Issue #696, opened 2026-06-03
CRITICAL: IDOR in Push Notifications allows arbitrary push messages to any user


riddhima25bet10005-a11y:
**Description**
The `sendPushNotification` endpoint in `backend/controllers/notificationController.js` suffers from Insecure Direct Object Reference (IDOR). While the route is authenticated using `requireAuth`, the backend blindly accepts the `user_id` from the `req.body` payload rather than enforcing it to be the currently authenticated user (`req.user.id`).

Because of this, any authenticated user can send an arbitrary push notification (which could contain phishing links or abusive content) to **any other user** in the system just by specifying their `user_id` in the JSON body.

**Impact**
- **Abuse/Spam**: Attackers can spam all users with push notifications.
- **Phishing**: Attackers can send notifications containing malicious URLs (`action_url`) to steal credentials.

**Suggested Fix**
Enforce that the notification can only be sent to the authenticated user's own ID, or require an admin role for sending arbitrary notifications.
```javascript
const targetUserId = req.body.user_id;
if (req.user.id !== targetUserId && !req.roles.includes("admin")) {
  return res.status(403).json({ error: "Forbidden" });
}
```

riddhima25bet10005-a11y:
Hi @durdana3105 
Kindly assign this issue to me.
I am under GSSoC 2026.

PR #698, opened 2026-06-03
Fix: IDOR in Push Notifications (#696)

riddhima25bet10005-a11y:
This PR resolves issue #696 by ensuring that the push notification is only dispatched if `req.user.id` matches the target `user_id`, preventing unauthorized users from spoofing push messages. Administrators bypass this restriction.


riddhima25bet10005-a11y:
Hi @durdana3105 
Kindly review and merge.

Issue #697, opened 2026-06-03
CRITICAL: Mass PII Leak (Email addresses) in Peer Discovery via over-fetching


riddhima25bet10005-a11y:
**Description**
The `getSupabaseDiscover` endpoint in `backend/controllers/matchController.js` fetches peer users from the `profiles` table using the Supabase Service Role key (`getSupabaseAdmin()`), which bypasses all Row Level Security (RLS). 

In the query, it uses `select("*")` and returns the full profile objects directly in the API response:
```javascript
let query = supabaseAdmin.from("profiles").select("*").neq("id", userId).limit(100);
// ...
res.status(200).json({ success: true, recommendations: matched.slice(0, limit) });
```
Because the `profiles` table contains the `email` column (and potentially flags like `is_admin`), this endpoint leaks the PII (emails) of up to 100 users per request to any authenticated user.

**Impact**
- Mass harvesting of user email addresses by simply querying the `/api/match/discover` endpoint with different filters or search terms.
- Privacy violation and exposure of internal administration flags.

**Suggested Fix**
Instead of `select("*")`, explicitly select only the public fields required for the frontend to render the peer cards (e.g., `id, name, skills, interests, learning_goals`). Do not select or return the `email` column.

riddhima25bet10005-a11y:
Hi @durdana3105 
Kindly assign this issue to me.
I am under GSSoC 2026.

PR #699, opened 2026-06-03
Fix: Mass PII Leak in Peer Discovery (#697)

riddhima25bet10005-a11y:
This PR resolves issue #697 by replacing the highly permissive `select(*)` query with an explicit list of necessary public fields required by the frontend application. This ensures that sensitive information, such as emails stored in the profiles table, are not leaked to authenticated users during peer searches.


riddhima25bet10005-a11y:
Hi @durdana3105 
Kindly review and merge.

§ PROBLEM DETAILS:
All lines above from the line with "In the query, it" through the line with "- Privacy violation", both included, are to be set down exactly, with nothing else.

§ EXERCISE RESPONSE:
In the query, it uses `select("*")` and returns the full profile objects directly in the API response:
```javascript
let query = supabaseAdmin.from("profiles").select("*").neq("id", userId).limit(100);
// ...
res.status(200).json({ success: true, recommendations: matched.slice(0, limit) });
```
Because the `profiles` table contains the `email` column (and potentially flags like `is_admin`), this endpoint leaks the PII (emails) of up to 100 users per request to any authenticated user.

**Impact**
- Mass harvesting of user email addresses by simply querying the `/api/match/discover` endpoint with different filters or search terms.
- Privacy violation and exposure of internal administration flags.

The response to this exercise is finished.